PR #280, opened 2023-07-02
Added an option for the "DisconnectModule" module to be able to close the bot as well.

dm94:


src/main/java/com/github/manolo8/darkbot/modules/DisconnectModule.java
```diff
@@ -83,6 +92,8 @@ public void tickStopped() {
             else {
                 pauseUntil = System.currentTimeMillis() + pauseTime;
                 main.setRunning(false);
+
+                if (closeBot) System.exit(0);
```
Pablete1234, line 96: I see a few main lacking things here:
 - Whenever we call system.exit, we *always* log explaining why the bot closed, makes it easier to know  (just posting bot exited and the reason would do)
  - It'd be nice if the status in the module also clarified that the bot won't just pause, but completely exit when the countdown gets to 0
  - It'd be nice if, instead of instantly closing when reaching 0, it opened a pop-up telling the user the bot will automatically close in 10s (counting down) and closing only after that. That way the user can cancel the shutdown instead of having no control over it shutting down just because they missconfigured something and now the bot is instantly shutting down without them knowing, possibly on loop every time they turn the bot on

dm94: Regarding the status, I think that the one who should make the warning is the one who uses the option by means of the variable "reason".
The option to add the pop-up can be interesting especially if the user has activated the "Confirm exit" option in the bot's configuration.

dm94:
Changes made but not tested

dm94:
Tested, works as it should

src/main/java/com/github/manolo8/darkbot/modules/DisconnectModule.java
```diff
@@ -22,15 +28,30 @@ public class DisconnectModule extends TemporalModule {
...
+     * @param pauseTime null for infinite pause, otherwise pause for that amount of
+     *                  MS.
+     */
+    public DisconnectModule(Long pauseTime, String reason, boolean closeBot) {
+        this(pauseTime, reason);
+        this.closeBot = closeBot;
+
+        if (closeBot) {
+            showClosePopup();
+        }
```
Pablete1234, line 52: This is showing the pop-up when the module is created, not when the module is set/activated to run.
It should be part of the tick function to run this

Pablete1234 (changes requested):
I think the approach here is going to give some trouble, as the pop-up is not actually timed, you may not have any time at all to click it (imagine your ship is already by the portal, something triggers it, instant shutdown).

Consider changing the behavior so that when it reaches stopped state, instead of running system.exit(0), then, it shows the pop-up, and if no action is taken, then 15s after, then the pop-up logic itself is what closes it and calls the stop

src/main/java/com/github/manolo8/darkbot/modules/DisconnectModule.java
dm94: I've put it here so that the shutdown timer itself will time the shutdown to prevent it from closing.

Pablete1234: I don't think you understand the issue:

```java
class MyFeature implements Behavior {

    private final DisconnectModule shutdown = new DisconnectModule(0L, "Shutting down bot", true);

    public void tick() {
        if (someConditionMet) bot.setModule(shutdown);
    }
}

```

This is a valid to create/initialize/setup the disconnect module, however this would show the pop-up instantly on module creation, instead of when "someConditionMet" which is when it actually starts attempting the disconnect.

Even if that itself is fixed, it would still shutdown in 0s if it was already near the portal giving no time to the user to react

dm94: I didn't take that into account, I have just fixed it.

dm94:
> I think the approach here is going to give some trouble, as the pop-up is not actually timed, you may not have any time at all to click it (imagine your ship is already by the portal, something triggers it, instant shutdown).
> 
> Consider changing the behavior so that when it reaches stopped state, instead of running system.exit(0), then, it shows the pop-up, and if no action is taken, then 15s after, then the pop-up logic itself is what closes it and calls the stop

Minimum will be 5 seconds and in most cases 20 seconds.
• • • • •
Quote, with nothing altered, all lines from the start of the entries to the line that carries "- Whenever we", inclusive.

PR #280, opened 2023-07-02
Added an option for the "DisconnectModule" module to be able to close the bot as well.

dm94:


src/main/java/com/github/manolo8/darkbot/modules/DisconnectModule.java
```diff
@@ -83,6 +92,8 @@ public void tickStopped() {
             else {
                 pauseUntil = System.currentTimeMillis() + pauseTime;
                 main.setRunning(false);
+
+                if (closeBot) System.exit(0);
```
Pablete1234, line 96: I see a few main lacking things here:
 - Whenever we call system.exit, we *always* log explaining why the bot closed, makes it easier to know  (just posting bot exited and the reason would do)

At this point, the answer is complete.